Segment Start: RECORD SET
PR #258, opened 2021-12-05
Add online newton optimizer

eserie:


mkunesch:
Hi! Thanks a lot for the PR! Could you fix the pylint errors before we review (so that we can focus on the important things in the review)? Thanks a lot!

eserie:
Hi, sure. I fixed the pylint error in an additional commit. Feel free to ask me to change things. 
For now, the dev is more or less as I originally developed it and the test coverage is certainly a bit too limited.

mkunesch:
Hi! Thanks for fixing the pylint error - could you also do the same in the test file? I think that's still holding up the checks.
Due to the holidays it might take us slightly longer to review so there is no rush.

eserie:
Hi! I fixed the tests! Normally all checks should pass now.

mkunesch:
Great, thank you very much for fixing all the checks! I've assigned myself and should have time to review this week.
Thanks a lot again!

optax/_src/alias_test.py
```diff
@@ -125,5 +125,24 @@ def test_explicit_dtype(self, dtype):
     self.assertEqual(expected_dtype, adam_state.mu.dtype)
 
 
+  def test_newton(self):
```
mkunesch, line 128: Nit: I know most tests in this file don't do this, but in theory test names and/or docstrings should explain what the test checks. An example here could be `test_online_newton_step_decreases_loss(self)`, with a similar single-line docstring. This will be shown in the error message from the test when the tests fails and is therefore very helpful when debugging.

optax/_src/transform.py
```diff
@@ -869,6 +869,64 @@ def update_fn(updates, state, params=None):
   return base.GradientTransformation(init_fn, update_fn)
 
 
+class ScaleByNewtonState(NamedTuple):
+  """State holding the inverse of the sum of gradient squares to date."""
+
```
mkunesch, line 874: Nit: I think we don't have this whitespace for other states.

optax/_src/transform.py
```diff
@@ -869,6 +869,64 @@ def update_fn(updates, state, params=None):
...
+  hessian_inv: base.Updates
+
+
+def sherman_morrison(a_inv, u, v):
```
mkunesch, line 878: I think I'd expect this to be a private function or is there a use-case of `sherman_morrison` directly which we would like to support?

mkunesch, line 878: Please add type annotations to this function (even if we decide to make it private in the end).

optax/_src/transform.py
```diff
@@ -869,6 +869,64 @@ def update_fn(updates, state, params=None):
...
+  den = 1.0 + (u @ a_inv) @ v
+  a_inv -= a_inv @ jnp.outer(u, v) @ a_inv / den
+  return a_inv
+
+
+def scale_by_newton(eps: float = 1e-7) -> base.GradientTransformation:
+  """Rescale updates by multiplying by the inverse of an approximation of the
```
mkunesch, line 885: Please shorten this line so that the short description fits onto a single line (with more detail in the detailed docstring if necessary).

optax/_src/transform.py
```diff
@@ -869,6 +869,64 @@ def update_fn(updates, state, params=None):
...
+  hessian.
+
+  References
```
Segment End: RECORD SET
Using the data above, output each line exactly.

RESPONSE BELOW:
PR #258, opened 2021-12-05
Add online newton optimizer

eserie:


mkunesch:
Hi! Thanks a lot for the PR! Could you fix the pylint errors before we review (so that we can focus on the important things in the review)? Thanks a lot!

eserie:
Hi, sure. I fixed the pylint error in an additional commit. Feel free to ask me to change things. 
For now, the dev is more or less as I originally developed it and the test coverage is certainly a bit too limited.

mkunesch:
Hi! Thanks for fixing the pylint error - could you also do the same in the test file? I think that's still holding up the checks.
Due to the holidays it might take us slightly longer to review so there is no rush.

eserie:
Hi! I fixed the tests! Normally all checks should pass now.

mkunesch:
Great, thank you very much for fixing all the checks! I've assigned myself and should have time to review this week.
Thanks a lot again!

optax/_src/alias_test.py
```diff
@@ -125,5 +125,24 @@ def test_explicit_dtype(self, dtype):
     self.assertEqual(expected_dtype, adam_state.mu.dtype)
 
 
+  def test_newton(self):
```
mkunesch, line 128: Nit: I know most tests in this file don't do this, but in theory test names and/or docstrings should explain what the test checks. An example here could be `test_online_newton_step_decreases_loss(self)`, with a similar single-line docstring. This will be shown in the error message from the test when the tests fails and is therefore very helpful when debugging.

optax/_src/transform.py
```diff
@@ -869,6 +869,64 @@ def update_fn(updates, state, params=None):
   return base.GradientTransformation(init_fn, update_fn)
 
 
+class ScaleByNewtonState(NamedTuple):
+  """State holding the inverse of the sum of gradient squares to date."""
+
```
mkunesch, line 874: Nit: I think we don't have this whitespace for other states.

optax/_src/transform.py
```diff
@@ -869,6 +869,64 @@ def update_fn(updates, state, params=None):
...
+  hessian_inv: base.Updates
+
+
+def sherman_morrison(a_inv, u, v):
```
mkunesch, line 878: I think I'd expect this to be a private function or is there a use-case of `sherman_morrison` directly which we would like to support?

mkunesch, line 878: Please add type annotations to this function (even if we decide to make it private in the end).

optax/_src/transform.py
```diff
@@ -869,6 +869,64 @@ def update_fn(updates, state, params=None):
...
+  den = 1.0 + (u @ a_inv) @ v
+  a_inv -= a_inv @ jnp.outer(u, v) @ a_inv / den
+  return a_inv
+
+
+def scale_by_newton(eps: float = 1e-7) -> base.GradientTransformation:
+  """Rescale updates by multiplying by the inverse of an approximation of the
```
mkunesch, line 885: Please shorten this line so that the short description fits onto a single line (with more detail in the detailed docstring if necessary).

optax/_src/transform.py
```diff
@@ -869,6 +869,64 @@ def update_fn(updates, state, params=None):
...
+  hessian.
+
+  References
```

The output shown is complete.